- _Work required_:
Where does the string "from" occur in the records? Copy each line that holds it.

- _Supplied data_:
PR #1699, opened 2023-11-01
Added ReflectionService initialiser using file paths

stefanadranca:
Motivation:

Initialising the Reflection Service using file descriptor protos is too laborious for users, so simply passing the file paths of the binary files containing the serialised file descriptor protos and letting the Service extract the data from those paths is more convenient.

Modifications:

Added a new initializer that takes in file paths and extracts and converts to file descriptor proto format the Data from the files. Also modified the integration tests to create temporary files containing the serialized file descriptor protos.

Result:

GRPC users can add the ReflectionService to their Server in a more convenient way.


Sources/GRPCReflectionService/Server/ReflectionService.swift
```diff
@@ -26,6 +26,10 @@ public final class ReflectionService: CallHandlerProvider, Sendable {
     self.reflectionService.serviceName
   }
 
+  public init(protoFilePaths: [String]) throws {
```
glbrntt, line 29: We aren't loading proto files (i.e. `.proto`) we're loading serialised file descriptor protos:

```swift
public init(serializedFileDescriptorProtoFilePaths: [String]) throws {
```

glbrntt: This also needs documentation

Sources/GRPCReflectionService/Server/ReflectionService.swift
```diff
@@ -207,6 +211,27 @@ internal struct ReflectionServiceData: Sendable {
 internal final class ReflectionServiceProvider: Grpc_Reflection_V1_ServerReflectionAsyncProvider {
   private let protoRegistry: ReflectionServiceData
 
+  internal init(protoFilePaths: [String]) throws {
+
```
glbrntt, line 215: nit: unnecessary blank line
```suggestion
```

Sources/GRPCReflectionService/Server/ReflectionService.swift
```diff
@@ -207,6 +211,27 @@ internal struct ReflectionServiceData: Sendable {
...
+        URL(filePath: $0, directoryHint: .notDirectory)
+      } else {
+        URL(fileURLWithPath: $0)
+      }
+      #endif
+    }
+    let binaryData = binaryFilesURLs.map { Data(base64Encoded: try! Data(contentsOf: $0)) }
+    let fileDescriptorProtos = binaryData.map {
+      try! Google_Protobuf_FileDescriptorProto(serializedData: $0!)
+    }
```
glbrntt, line 230: We can't `try!` these, they may legitimately fail and this would cause a crash.

We should just do the basic thing:

```swift
var fileDescriptorProtos = [Google_Protobuf_FileDescriptorProto]()
for path in paths {
  // ...  
  fileDescriptorProtos.append(...)
}

```

Tests/GRPCTests/GRPCReflectionServiceTests/ReflectionServiceIntegrationTests.swift
```diff
@@ -33,9 +33,28 @@ final class ReflectionServiceIntegrationTests: GRPCTestCase {
...
+    let fileDescriptorProtos = self.protos + [self.independentProto]
+    for fileDescriptorProto in fileDescriptorProtos {
+      let data = try fileDescriptorProto.serializedData()
+        .base64EncodedData()
+      #if os(Linux)
+      let temporaryDirectory = "/tmp/"
+      #else
+      let temporaryDirectory = fileManager.temporaryDirectory.path()
+      #endif
+      let filePath = temporaryDirectory + fileDescriptorProto.name
```
glbrntt, line 48: I don't think this is sufficiently unique (especially on linux): if we ran these tests in parallel we could end up removing files which another test is expecting to be there. One workaround which is probably fine is to add some randomness to the name.

Tests/GRPCTests/GRPCReflectionServiceTests/ReflectionServiceIntegrationTests.swift
```diff
@@ -33,9 +33,28 @@ final class ReflectionServiceIntegrationTests: GRPCTestCase {
   )
 
   private func setUpServerAndChannel() throws {
-    let reflectionServiceProvider = try ReflectionService(
-      fileDescriptors: self.protos + [self.independentProto]
-    )
+    var filePaths: [String] = []
```
glbrntt, line 36: We actually don't need to do this in the integration tests: we can do it in the unit tests because the actual work is done by the registry rather than the service. This also means we can do this in a separate test as well.

glbrntt (changes requested):

Tests/GRPCTests/GRPCReflectionServiceTests/ReflectionServiceIntegrationTests.swift
glbrntt: Oh, my mistake. Thinking about this some more, I think we can implement this as a couple of helpers on the `ReflectionService` which would be called by the `init`:

```swift
extension ReflectionService {
  static func readSerializedFileDescriptorProto(atPath path: String) throws -> Google_Protobuf_FileDescriptorProto { 
    // ...
  }

  static func readSerializedFileDescriptorProtos(atPaths paths: [String]) throws -> [Google_Protobuf_FileDescriptorProto] {     
    // ... 
  }
}
```

This way we can test the loading independently of the registry and operation of the service. I.e. we can test that these functions can load and deserialize the serialized descriptors correctly.

Sources/GRPCReflectionService/Server/ReflectionService.swift
```diff
@@ -26,6 +26,18 @@ public final class ReflectionService: CallHandlerProvider, Sendable {
     self.reflectionService.serviceName
   }
 
+  ///  Receives as parameter an array of strings representing the file paths to the binary files containing
+  ///  the serialised file descriptor protos describing the services supported by the Server and
+  ///  discovarable through Server Reflection.
+  public init(serializedFileDescriptorProtoFilePaths: [String]) throws {
```
glbrntt, line 32: We should use a shorter label internally:

```suggestion
  public init(serializedFileDescriptorProtoFilePaths filePaths: [String]) throws {
```

Sources/GRPCReflectionService/Server/ReflectionService.swift
```diff
@@ -425,3 +437,43 @@ where Success == Grpc_Reflection_V1_ServerReflectionResponse.OneOf_MessageRespon
...
+      fileURL = URL(fileURLWithPath: path)
+    }
+    #endif
+    let binaryData = try Data(contentsOf: fileURL)
+    guard let serializedData = Data(base64Encoded: binaryData) else {
+      throw GRPCStatus(
+        code: .invalidArgument,
+        message:
+          """
+          The \(fileURL.lastPathComponent) file contents could not be transformed \
```
glbrntt, line 462: We should include the whole file path. The user could have two files with the same name in different directories which would make this error unclear.

Sources/GRPCReflectionService/Server/ReflectionService.swift
```diff
@@ -425,3 +437,43 @@ where Success == Grpc_Reflection_V1_ServerReflectionResponse.OneOf_MessageRespon
...
+          """
+      )
+    }
+    return try Google_Protobuf_FileDescriptorProto(serializedData: serializedData)
+  }
+
+  static func readSerializedFileDescriptorProtos(
+    atPaths paths: [String]
+  ) throws -> [Google_Protobuf_FileDescriptorProto] {
+    var fileDescriptorProtos = [Google_Protobuf_FileDescriptorProto]()
```
glbrntt, line 473: We can reserve the capacity of this array as we know how bit it'll be (this lets us avoid reallocating the array on append which could happen multiple times).
```suggestion
    var fileDescriptorProtos = [Google_Protobuf_FileDescriptorProto]()
    fileDescriptorProtos.reserveCapacity(paths.count)

```

glbrntt (changes requested):

Sources/GRPCReflectionService/Server/ReflectionService.swift
```diff
@@ -26,6 +26,23 @@ public final class ReflectionService: CallHandlerProvider, Sendable {
     self.reflectionService.serviceName
   }
 
+  /// Creates a `ReflectionService` by loading serialized reflection data created by `protoc-gen-grpc-swift`.
+  ///
+  /// You can generate serialized reflection data using the `protoc-gen-grpc-swift` plugin for `protoc` by
+  /// setting the to `True`. The paths provided should be absolute or relative to the current working directory.
```
glbrntt, line 32: "setting the to `True`" ...?

glbrntt (changes requested):
Doc needs fixing but looks fine otherwise

glbrntt (approved):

- _Output for this task_:
Initialising the Reflection Service using file descriptor protos is too laborious for users, so simply passing the file paths of the binary files containing the serialised file descriptor protos and letting the Service extract the data from those paths is more convenient.
Added a new initializer that takes in file paths and extracts and converts to file descriptor proto format the Data from the files. Also modified the integration tests to create temporary files containing the serialized file descriptor protos.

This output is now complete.